What to produce:
The answer must restate every entry exactly as it appears.

Data supplied:
PR #211, opened 2018-07-23
ft: cloudserver soft anti-affinity

ssalaues:
Sets up a default soft anti affinity for the cloudserver chart


ssalaues:
Added a note explaining the anti affinity settings in the values.yaml

giacope:
@ssalaues Actually, wouldn't it be better if the anti-affinity is on the Zenko chart instead Cloudserver one, to be more modular?

PR #213, opened 2018-07-24
ci: update method to fetch secrets

sylvain-killian:
ShellCommandWithSecrets is deprecated in Eve 1.3.41. Use
secrets from vault instead.


sylvain-killian:
I forgot a bit, will be back soon!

Your solution:
PR #211, opened 2018-07-23
ft: cloudserver soft anti-affinity

ssalaues:
Sets up a default soft anti affinity for the cloudserver chart


ssalaues:
Added a note explaining the anti affinity settings in the values.yaml

giacope:
@ssalaues Actually, wouldn't it be better if the anti-affinity is on the Zenko chart instead Cloudserver one, to be more modular?

PR #213, opened 2018-07-24
ci: update method to fetch secrets

sylvain-killian:
ShellCommandWithSecrets is deprecated in Eve 1.3.41. Use
secrets from vault instead.


sylvain-killian:
I forgot a bit, will be back soon!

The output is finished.